## Problem
The required output is the exact run of lines below that opens at the line with "Actually, it's a" and closes at the line with "--- a/pages/docs/reference/idioms.md".

(Saved entries)
>>

PR #1852, opened 2020-08-31
fix: updated a way to create a security problem

katia-energizer:
updated a link to create a security issue and removed irrelevan information in Kotlin Security as agreed with Sergei Pecherkin.


zoobestik (approved):

specherkin (approved):
LGTM

PR #1979, opened 2020-12-05
fix: adhere to coding conventions in tailrec example

tochev:
Make tailrec example function definition adhere to the ["Expression Body Formatting" from the coding conventions](https://kotlinlang.org/docs/reference/coding-conventions.html#expression-body-formatting)


p7nov:
Thank you!

PR #1993, opened 2020-12-20
Unify executable creation for the browser target

loxal:
The idiomatic way to create JS binaries seems to be after the browser block instead of inside it.


SebastianAigner:
Hey @loxal and happy 2021! Thank you for this PR. You're right – binaries is part of the `KotlinJsTargetDsl`, not the `KotlinJsBrowserDsl`, so it should probably be lifted out to avoid confusion. The code as seen in the docs is what the wizard currently generates. I've added a PR to have that part changed as well, see here: https://youtrack.jetbrains.com/issue/KT-44285

SebastianAigner (approved):

PR #1995, opened 2020-12-21
Fix formatting for dependency code block

ben-xD:
The code should be in the code block 😅


p7nov:
Hi! Thanks for pointing this out.
Actually, it's a typo in the dependency name - it must be `org.jetbrains.kotlinx:kotlinx-serialization-json` in the description - matching the example. See the original kotlinx.serialization docs [here](https://github.com/Kotlin/kotlinx.serialization#dependency-on-the-json-library).
We'll fix this. 
Thanks again!

PR #1998, opened 2020-12-27
Update inline-classes.md

amatanat:


pages/docs/reference/inline-classes.md
```diff
@@ -38,12 +38,17 @@ This is the main feature of inline classes, which inspired the name "inline": da
 
 ## Members
 
-Inline classes support some functionality of regular classes. In particular, they are allowed to declare properties and functions:
+Inline classes support some functionality of regular classes. In particular, they are allowed to declare properties, functions and have *init*{: .keyword } blocks:
```
ilya-g, line 41:
```suggestion
Inline classes support some functionality of regular classes. In particular, they are allowed to declare properties, functions and, starting with Kotlin 1.4.30, to have *init*{: .keyword } blocks:
```

ilya-g (commented):
I propose to clarify since when this feature is supported. Otherwise, ok to be released with 1.4.30 site update.

p7nov:
Thanks for this update. We've published the same changes together with all documentation updates for Kotlin 1.4.30. See [here](https://kotlinlang.org/docs/reference/inline-classes.html).

PR #2003, opened 2021-01-10
easier to understand what is key and what is value

SoltauFintel:
I suggest to change https://kotlinlang.org/docs/reference/idioms.html

I'm a Java pro and a Kotlin newbie. It was hard for me to understand what is the key and what is the value.

### DIFF
--- a/pages/docs/reference/idioms.md
+++ b/pages/docs/reference/idioms.md
@@ -118,7 +118,7 @@ val list = listOf("a", "b", "c")
 
 <div class="sample" markdown="1" theme="idea" data-highlight-only>
 ```kotlin
-val map = mapOf("a" to 1, "b" to 2, "c" to 3)
+val map = mapOf("key-a" to "value-a", "key-b" to "value-b")
 ```
 </div>
 
@@ -126,8 +126,9 @@ val map = mapOf("a" to 1, "b" to 2, "c" to 3)
 
 <div class="sample" markdown="1" theme="idea" data-highlight-only>
 ```kotlin
-println(map["key"])
-map["key"] = value
+val map = mutableMapOf("key-a" to "value-a", "key-b" to "value-b")
+map["key-c"] = "value-c"
+println(map["key-c"]) // prints "value-c"
 ```
 </div>
 


pages/docs/reference/idioms.md
```diff
@@ -118,16 +118,17 @@ val list = listOf("a", "b", "c")
 
 <div class="sample" markdown="1" theme="idea" data-highlight-only>
 ```kotlin
-val map = mapOf("a" to 1, "b" to 2, "c" to 3)
+val map = mapOf("key-a" to "value-a", "key-b" to "value-b")
```
p7nov, line 121: Perhaps we can add an explanation in a comment. This will keep the code concise. What do you think?
```suggestion
val map = mapOf("a" to 1, "b" to 2) // "key to value" pairs
```

pages/docs/reference/idioms.md
```diff
@@ -118,16 +118,17 @@ val list = listOf("a", "b", "c")
...
 
 ### Accessing a map
 
 <div class="sample" markdown="1" theme="idea" data-highlight-only>
 ```kotlin
-println(map["key"])
-map["key"] = value
+val map = mutableMapOf("key-a" to "value-a", "key-b" to "value-b")
+map["key-c"] = "value-c"
+println(map["key-c"]) // prints "value-c"
```
p7nov, line 131: Not sure we should extend the idiom examples this much. This is just a short reminder, and the current example is pretty clear about what is key and what is value.
The complete runnable examples are provided in the [maps documentation](https://kotlinlang.org/docs/reference/map-operations.html).
I wouldn't change this part.

p7nov (commented):
Hey! 
Good point, thank you.
However, we keep the idiom examples as short as possible, so I suggest a shorter version of what you add. Please check it out.

Regards, 
Pavel,
Kotlin Technical Writer.

pages/docs/reference/idioms.md
SoltauFintel: I think my solution is more understandable for beginners.

pages/docs/reference/idioms.md
SoltauFintel: I wanted to show here that you can not only change an entry, but also add one. Unfortunately, the mutableMapOf line is necessary for this, since mapOf from the previous section would not work.

I don't think Kotlin pros really need this page. Isn't it especially for newbies? And the more understandable the site, the fewer newbies will be put off by Kotlin.

p7nov: Well, in some sense this page _is helpful_ for newbies but it's _not intended for teaching_ Kotlin concepts. It just shows how common things look in Kotlin without explaining how they work and how/when to use them.
This is why we're keeping code samples here **as short as possible**, as opposed to samples [here](https://kotlinlang.org/docs/reference/collections-overview.html#map) for instance.
In your suggestion, the `map` declaration is valid but it's not reflecting what's written in the heading (**Accessing a map**). The other two lines are the same as the current ones.

SoltauFintel: I wrote this in what I think is best. Ultimately, it is your decision to take it over, change it, or discard it. :-)

p7nov:
Hey! 
Sorry for not responding, we've been a bit busy with the Kotlin 1.4.30 release lately.
Anyway, thank you for the PR. For not we don't see that people generally have issues with these examples, so let's keep them as is. We'll surely return to them if we have more complaints.

Thank you and have a nice Kotlin!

<<

## Final answer
Actually, it's a typo in the dependency name - it must be `org.jetbrains.kotlinx:kotlinx-serialization-json` in the description - matching the example. See the original kotlinx.serialization docs [here](https://github.com/Kotlin/kotlinx.serialization#dependency-on-the-json-library).
We'll fix this. 
Thanks again!

PR #1998, opened 2020-12-27
Update inline-classes.md

amatanat:


pages/docs/reference/inline-classes.md
```diff
@@ -38,12 +38,17 @@ This is the main feature of inline classes, which inspired the name "inline": da
 
 ## Members
 
-Inline classes support some functionality of regular classes. In particular, they are allowed to declare properties and functions:
+Inline classes support some functionality of regular classes. In particular, they are allowed to declare properties, functions and have *init*{: .keyword } blocks:
```
ilya-g, line 41:
```suggestion
Inline classes support some functionality of regular classes. In particular, they are allowed to declare properties, functions and, starting with Kotlin 1.4.30, to have *init*{: .keyword } blocks:
```

ilya-g (commented):
I propose to clarify since when this feature is supported. Otherwise, ok to be released with 1.4.30 site update.

p7nov:
Thanks for this update. We've published the same changes together with all documentation updates for Kotlin 1.4.30. See [here](https://kotlinlang.org/docs/reference/inline-classes.html).

PR #2003, opened 2021-01-10
easier to understand what is key and what is value

SoltauFintel:
I suggest to change https://kotlinlang.org/docs/reference/idioms.html

I'm a Java pro and a Kotlin newbie. It was hard for me to understand what is the key and what is the value.

### DIFF
--- a/pages/docs/reference/idioms.md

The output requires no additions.